Your instructions:
Look through the data below and return each line where "notes" appears.

Entries supplied:

PR #368, opened 2019-08-07
Proof of concept indexing non-georeferenced images/maps into EarthWorks

mejackreed:


cbeer:
This seems like it might be ready to ship, but we only wire it up on -stage?

mejackreed:
I have a few more commits to push after pairing with @kimdurante on it. I'll ping this thread back when ready.

mejackreed:
@cbeer I've marked this as ready

PR #382, opened 2019-10-01
Add catch-some fields for key bib data

cbeer:


jcoyne:
@cbeer is the feature flag comment still relevant?  I didn't spot that.

cbeer:
Nope, that was only in the original PR from 2019 😬

jcoyne (approved):

PR #388, opened 2019-10-17
Update regex for TOC to require either a colon, period, or hyphen...

### LINKED ISSUE #387: Content notes (505) should be line breaking at --
examples 
https://searchworks.stanford.edu/view/12845889
https://searchworks.stanford.edu/view/13312935

SW-3854
SW-3848

jkeck:
…er a number before using it to split on.

Fixes #387

See https://github.com/sul-dlss/searchworks_traject_indexer/issues/387#issuecomment-542946027 for some more context/details.

### DIFF
--- a/lib/traject/config/sirsi_config.rb
+++ b/lib/traject/config/sirsi_config.rb
@@ -1918,7 +1918,13 @@ to_field "vern_toc_search", extract_marc("505art", alternate_script: :only)
 #    vernacular: [['The same, but pulled from the matched vernacular fields']]
 #    unmatched_vernacular: [['The same, but pulled from any unmatched vernacular fields']]
 to_field 'toc_struct' do |marc, accumulator|
-  formatted_chapter_regex = Regexp.union(/[^\S]--[^\S]/, /      /, /(?=(?:Chapter|Section|Appendix|Part|v\.) \d+[:\.-]?\s+)/i,  /(?=(?<!Chapter|Section|Appendix|Part|v\.) \d+[:\.-]?\s+)/i, /(?=(?:Appendix|Section|Chapter) [XVI]+[\.-]?)/i)
+  formatted_chapter_regex = Regexp.union(
+    /[^\S]--[^\S]/,
+    /      /,
+    /(?=(?:Chapter|Section|Appendix|Part|v\.) \d+[:\.-]?\s+)/i,
+    /(?=(?<!Chapter|Section|Appendix|Part|v\.) \d+[:\.-]\s+)/i,
+    /(?=(?:Appendix|Section|Chapter) [XVI]+[\.-]?)/i
+  )
   fields = []
   vern = []
   unmatched_vern = []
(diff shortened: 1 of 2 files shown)


spec/lib/traject/config/note_fields_spec.rb
```diff
@@ -165,6 +165,23 @@
...
+              MARC::DataField.new(
+                '505', ' ', ' ',
+                MARC::Subfield.new('a', 'aaa -- Word 10 Another Word -- ccc')
+              )
+            )
+          end
+        end
+
+        it 'does not split on a number that is not intended to be the beginning of a new chapter/line' do
+          expect(result_field.first[:fields].first).to eq ['aaa', 'Word 10 Another Word', 'ccc']
```
jkeck: FWIW, before this change this would have returned 

```ruby
['aaa', 'Word', '10 Another Word', 'ccc']
```

lib/traject/config/sirsi_config.rb
```diff
@@ -1918,7 +1918,13 @@ def marc_008_date(byte6values, byte_range, u_replacement)
 #    vernacular: [['The same, but pulled from the matched vernacular fields']]
 #    unmatched_vernacular: [['The same, but pulled from any unmatched vernacular fields']]
 to_field 'toc_struct' do |marc, accumulator|
-  formatted_chapter_regex = Regexp.union(/[^\S]--[^\S]/, /      /, /(?=(?:Chapter|Section|Appendix|Part|v\.) \d+[:\.-]?\s+)/i,  /(?=(?<!Chapter|Section|Appendix|Part|v\.) \d+[:\.-]?\s+)/i, /(?=(?:Appendix|Section|Chapter) [XVI]+[\.-]?)/i)
+  formatted_chapter_regex = Regexp.union(
+    /[^\S]--[^\S]/,
+    /      /,
+    /(?=(?:Chapter|Section|Appendix|Part|v\.) \d+[:\.-]\s+)/i,
```
cbeer: I wonder if this was copy-pasta and should have been:

```
/(?=(?:Chapter|Section|Appendix|Part|v\.) \d+[:\.-]?\s+)/i,
/(?=(?<!Chapter|Section|Appendix|Part|v\.) \d+[:\.-]\s+)/i
```

(Punctuation required if it isn't preceded by one of those words). I'm 👍 to shipping this now, but I wonder if we should grab a ton of real-world data to throw at it too?

jkeck:
FWIW, I grabbed 6K ckeys for records that contained a ToC and pulled on the MARC 505/905s from those records and ran that through the indexer before and after this change, and then spit out the records where the ToCs were different.  In the vast majority of cases the result after the change was an improvement.  However; there were a small percentage where things got worse (or just didn't really parse as a ToC at all).

Here are some examples:
13292813
13367897
13298517
13328352
13367897
13355329
13325227
13310157
13313336

In most of these cases, the thing that doesn't get split anymore (which is no surprise) is where a number surrounded by spaces.  This is a good thing in most cases, but in the examples above we'll no longer have different bullets for each of the sections (and I'm not sure that data is structured enough to reliably do so w/o splitting a lot of things we do not intend to).

One pattern I did notice in the ToCs where we were no longer splitting on a number surrounded by a space is that it is frequently preceded by a > 1 whitespace character.  If I have a bit of time I may try to tweak the regex a bit and re-run it over these 6K ToCs and see if the numbers improve at all.

PR #400, opened 2020-01-06
Don't update rubygems or install bundler

jkeck:
(we should have the latest by default now)


jkeck:
Closing this in favor of #401 (where I've added this commit w/ a test fix)

PR #441, opened 2020-05-05
Simplify and and unify logic for when a link is considered full-text.

jkeck:
We were handling "blank" a indicator2 a bit differently between the marc_links_struct and the url_fulltext field (which is used to determine of Access = Online)

This unifies that approach and simplifies it a bit.

We are no longer trying to treat "blank" indicator2 as full-text anymore in the Online facet.  We only appeared to be in the code before in the marc_links_struct, however a nil or blank indicator2 comes through as " " (failing the `.empty?` check), so was always falling through as falsey for the full-text check anyway (the behavior we likely wanted).

According to https://www.loc.gov/marc/bibliographic/bd856.html, an indicator2 of 0 or 1 is either the resource itself or a version of the resource.  We then take those 856s and cast out any links that have labels that arouse suspicion about the full-text nature of the link (e.g. table of contents).  Any other indicators are treated as not full-text, which is the behavior of what we're showing in the UI. This should have the Online facet more accurately match where we will be displaying links to the user.

### DIFF
--- a/lib/marc_links.rb
+++ b/lib/marc_links.rb
@@ -119,19 +119,18 @@ module MarcLinks
       rescue URI::InvalidURIError
         return nil
     end
+
     def link_is_fulltext?(field)
       resource_labels = ["table of contents", "abstract", "description", "sample text"]
-      if field.indicator2 == "2"
-        return false
-      elsif field.indicator2 == "0" or field.indicator2 == "1" or field.indicator2.nil? or field.indicator2.empty?
-        resource_labels.each do |resource_label|
-          return false if "#{field['3']} #{field['z']}".downcase.include?(resource_label)
-        end
-        return true
-      else
-        # this should catch bad indicators
-        return nil
+      return false unless %w[0 1].include?(field.indicator2)
+
+      # Similar logic exists in the mapping for the url_fulltext field in sirsi traject config.
+      # They need to remain the same (or should be refactored to use the same code in the future)
+      resource_labels.each do |resource_label|
+        return false if "#{field['3']} #{field['z']}".downcase.include?(resource_label)
       end
+
+      true
     end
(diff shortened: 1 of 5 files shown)


lib/marc_links.rb
```diff
@@ -119,19 +119,16 @@ def process_link(field)
...
-          return false if "#{field['3']} #{field['z']}".downcase.include?(resource_label)
-        end
-        return true
-      else
-        # this should catch bad indicators
-        return nil
+      return false unless %w[0 1].include?(field.indicator2)
+
+      resource_labels.each do |resource_label|
+        return false if "#{field['3']} #{field['z']}".downcase.include?(resource_label)
```
jkeck, line 128: I could make this 
```suggestion
        return false if [field['3'], field['z']].any? { |v| v =~ /(table of contents|abstract|description|sample text)/i}
```
to match what we do in `sirsi_config` and make them even more similar

jkeck:
An example of where this is currently going wrong: 13293614

```json
{
  "id": "13293614",
  ...
  "marc_links_struct": [
    {
      "html": "<a title='' href='http://mary-mccoy.com/'>mary-mccoy.com</a> ",
      "text": "mary-mccoy.com",
      "href": "http://mary-mccoy.com/",
      "fulltext": null,
      ...
    }
  ],
  ...
  "access_facet": [
    "At the Library",
    "Online"
  ],
  ...
}
```

lib/marc_links.rb
mejackreed: Do you think if we updated this in one place we would do it in the other? I like having the consistency of the approach. 👍

jkeck: I'll add a comment to ensure that we do.

PR #442, opened 2020-05-08
Allow indexing to point at non-prod purl hosts

cbeer:


lib/traject/config/contentsearch_config.rb
```diff
@@ -0,0 +1,67 @@
+$LOAD_PATH << File.expand_path('../..', __dir__)
```
mejackreed, line 1: Was this file meant to be part of this PR?

cbeer: nope.

PR #444, opened 2020-05-14
Add "Online" to the access_facet when an item is publicly available...

jkeck:
...in HathiTrust.

Connected to sul-dlss/SearchWorks#2455

### DIFF
--- a/lib/traject/config/sirsi_config.rb
+++ b/lib/traject/config/sirsi_config.rb
@@ -1456,6 +1456,10 @@ to_field 'access_facet' do |record, accumulator, context|
   accumulator << 'On order' if accumulator.empty?
   accumulator << 'Online' if context.output_hash['url_fulltext']
   accumulator << 'Online' if context.output_hash['url_sfx']
+  # There is similar logic in the SearchWorks HathiTrustLinks class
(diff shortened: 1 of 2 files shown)


lib/traject/config/sirsi_config.rb
```diff
@@ -1400,6 +1456,10 @@ def marc_008_date(byte6values, byte_range, u_replacement)
   accumulator << 'On order' if accumulator.empty?
   accumulator << 'Online' if context.output_hash['url_fulltext']
   accumulator << 'Online' if context.output_hash['url_sfx']
+  # There is similar logic in the SearchWorks HathiTrustLinks class
+  if context.output_hash['ht_access_sim']&.none? { |v| v == 'deny' || %w[allow:icus allow:pdus].include?(v) }
```
cbeer, line 1460: Do we need to worry about `ht_access_sim` being empty (because `[].none? == true`)? Maybe it can't happen?

jkeck: It couldn't hurt!

cbeer: 🤷‍♂️ ; I remember it being an issue over in searchworks, but, yeah, can't hurt.

PR #458, opened 2020-06-25
Support indexing collections as individual records in EarthWorks

mejackreed:
Part of the work for https://github.com/sul-dlss/earthworks/issues/592

### DIFF
--- a/lib/traject/config/geo_config.rb
+++ b/lib/traject/config/geo_config.rb
@@ -9,7 +9,7 @@ require 'traject/writers/solr_better_json_writer'
 require 'utils'
 require 'honeybadger'
 require 'digest/md5'
-
+require 'byebug'
 class GeoAuthorities
   def self.formats
     {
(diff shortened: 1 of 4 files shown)


lib/traject/config/geo_config.rb
```diff
@@ -9,7 +9,7 @@
 require 'utils'
 require 'honeybadger'
 require 'digest/md5'
-
+require 'byebug'
```
cbeer, line 12:
```suggestion
```

spec/integration/geo_config_spec.rb
```diff
@@ -58,7 +58,7 @@ def stub_mods_request(druid, body)
     it 'contains subject metadata' do
       expect(result['dc_subject_sm']).to include('Hot springs')
     end
-    it 'contains description with abstract and notes' do
+    it 'contains description with abstract and es' do
```
cbeer, line 61:
```suggestion
    it 'contains description with abstract and notes' do
```

PR #460, opened 2020-06-26
Add a reference to the collection object for geo objects.

### LINKED ISSUE #459: GeoIndexer: Add dc_source_sm for content-type="geo" for its collection
For example, the record `mc977kq8162` should have the following field indexed as part of its geoblacklight-schema record:

```json
"dc_source_sm": ["stanford-bq589tv8583"],
```

The druid should be retrievable from the public xml. It is ok if the collection is not indexed, the application will consider this a no-op.

jkeck:
Closes #459

### DIFF
--- a/lib/traject/config/geo_config.rb
+++ b/lib/traject/config/geo_config.rb
@@ -314,6 +314,15 @@ to_field 'solr_year_i' do |record, accumulator|
   accumulator << record.stanford_mods.pub_year_int if accumulator.empty?
 end
 
+to_field 'dc_source_sm' do |record, accumulator|
+  next unless record.dor_content_type == 'geo'
+  next unless record.collections && record.collections.any?
+
+  record.collections.each do |collection|
+    accumulator << "stanford-#{collection.druid}"
+  end
+end
+
 to_field 'dct_isPartOf_sm', mods_xpath('mods:relatedItem[@type="host"]/mods:titleInfo/mods:title') do |record, accumulator|
   accumulator.flatten!.map!(&:text)
 end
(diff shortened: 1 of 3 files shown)


lib/traject/config/geo_config.rb
```diff
@@ -314,6 +320,12 @@ module Constants
   accumulator << record.stanford_mods.pub_year_int if accumulator.empty?
 end
 
+to_field 'dc_source_sm', mods_xpath('string(//rdf:RDF/rdf:Description/fedora:isMemberOfCollection/@rdf:resource)') do |record, accumulator|
```
jkeck, line 323: How do you `xpath` again?

mejackreed: Can we use this? https://github.com/sul-dlss/searchworks_traject_indexer/blob/master/lib/sdr_stuff.rb#L165-L169

jkeck: Meaning use that same xpath, or to extract that method into something that both indexers can use?

mejackreed: I _think_ we already have access to that method, no?

mejackreed: We use a related method like this: https://github.com/sul-dlss/searchworks_traject_indexer/blob/master/lib/traject/config/geo_config.rb#L156 ?

jkeck: Ah, I was miss-reading that file defined multiple classes and thought. that was tied to the SDR config.  We're not using that class anywhere, but I'll see how we've implemented it elsewhere.  👍

jkeck: And now I see that record is that thing.  It has been awhile since I have trajected, so took me a minute to remember how any of this works.

PR #489, opened 2020-10-05
Upgrade kostya-sigar to > 2.0.7 as there is an issue installing on MacOS

mejackreed:
See https://github.com/kostya/sigar/pull/9#issuecomment-703508839


jkeck:
Ugh, doesn't seem like it's happy under jruby.

PR #105, opened 2024-04-18
104 inversion does not know how to deal with a site where all data have been filtered

alexdanjou:
Addition of a check to see if all the data has been filtered for a site and removed the site if this is the case.

### DIFF
--- a/openghg_inversions/hbmcmc/hbmcmc.py
+++ b/openghg_inversions/hbmcmc/hbmcmc.py
@@ -378,15 +378,15 @@ def fixedbasisMCMC(
 
     # Apply named filters to the data
     fp_data = utils.filtering(fp_data, filters)
-    
+
     s_dropped = []
     for site in sites:
         # check if some datasets are empty due to filtering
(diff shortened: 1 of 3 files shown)


openghg_inversions/hbmcmc/hbmcmc.py
```diff
@@ -378,6 +378,16 @@ def fixedbasisMCMC(
 
     # Apply named filters to the data
     fp_data = utils.filtering(fp_data, filters)
+    
+    s_dropped = []
+    for site in sites:
+        # check if some datasets are empty due to filtering
+        if fp_data[site].time.values.shape[0]==0:
```
brendan-m-murphy, line 385:
```suggestion
        if fp_data[site].time.values.shape[0] == 0:
```

brendan-m-murphy (approved):
Looks good! Could you add an entry to CHANGELOG.md that summarizes the change? You should be able to commit that without needing another review. (Also, you can commit the suggestion I made without needed a new review). Thanks!

Issue #110, opened 2024-05-01
Use observations in error scaling


brendan-m-murphy:
To scale uncertainties in the likelihood to match large pollution events, we need to use the observations themselves, rather than the modelled obs, as currently done.

joe-pitt:
Closed by PR #111

PR #111, opened 2024-05-01
Added option to use obs to compute pollution event size

brendan-m-murphy:
Using the option `pollution_events_from_obs = True` uses the obs minus the modelled baseline as the size of the pollution events in the model-data mismatch error. (If `use_bc` is False, then just the obs are used as the pollution event size.)

This addresses issue #110

### DIFF
--- a/openghg_inversions/hbmcmc/inversion_pymc.py
+++ b/openghg_inversions/hbmcmc/inversion_pymc.py
@@ -137,6 +137,7 @@ def inferpymc(
     save_trace=False,
     use_bc: bool = True,
     reparameterise_log_normal: bool = False,
+    pollution_events_from_obs: bool = False,
 ):
     """
     Uses PyMC module for Bayesian inference for emissions field, boundary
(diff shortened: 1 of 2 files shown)


joe-pitt (commented):
In general this looks good to me. The only thing I'm not sure about is the case where use_bc=False. There may be some instances where we're happy to apply sig to the absolute mole fraction, but clearly there are other cases where this would not be sensible. Do we want to print some sort of warning here? I'm not sure whether it would be intuitive to people what would happen with use_bc_=False, pollution_events_from_obs=True

ag12733:
I think the issue is just lack of documentation. I don’t think it states that to use use_bc=False means that you need to pre-subtract the bc from the data so that y (obs) represents only the enhancements.

I think Joe’s point is because he didn’t know that obs are only enhancements so there are no fundamental issues, just lack of documentation I think!

________________________________

Dr. Anita Ganesan
Associate Professor
School of Geographical Sciences
University of Bristol
Bristol, BS8 1SS, United Kingdom
Tel: +44 117 455 1545<tel:+441174551545>
Email: ***@***.******@***.***>


From: Joe Pitt ***@***.***>
Date: Wednesday, 1 May 2024 at 21:00
To: openghg/openghg_inversions ***@***.***>
Cc: Anita Ganesan ***@***.***>, Review requested ***@***.***>
Subject: Re: [openghg/openghg_inversions] Added option to use obs to compute pollution event size (PR #111)

@joe-pitt commented on this pull request.

In general this looks good to me. The only thing I'm not sure about is the case where use_bc=False. There may be some instances where we're happy to apply sig to the absolute mole fraction, but clearly there are other cases where this would not be sensible. Do we want to print some sort of warning here? I'm not sure whether it would be intuitive to people what would happen with use_bc_=False, pollution_events_from_obs=True

joe-pitt (approved):
Yeah that make sense now - this seems good as it is

brendan-m-murphy:
There is some extra documentation about these extra parameters in the numpyro PR, I was planning to document these changes once this gets merged into devel, because I could pull these changes into the PR with the new documentation

Issue #113, opened 2024-05-08
Specify fp species in ini file


joe-pitt:
At the moment data_processing_surface_notracer can't select an fp for a specific species (except co2) from a store. So if you have inert fps and short lifetime fps in the same store, the call to get_footprint fails because it finds multiple matching entries.

joe-pitt:
Closed with RP #114

PR #114, opened 2024-05-08
Specify fp species in ini file

joe-pitt:
Adding the ability to specify fp_species, so that you can retrieve footprints from a store that contains inert footprints and species-specific footprints.

This addresses issue #113

### DIFF
--- a/openghg_inversions/get_data.py
+++ b/openghg_inversions/get_data.py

Solution below:
### LINKED ISSUE #387: Content notes (505) should be line breaking at --
-    it 'contains description with abstract and notes' do
    it 'contains description with abstract and notes' do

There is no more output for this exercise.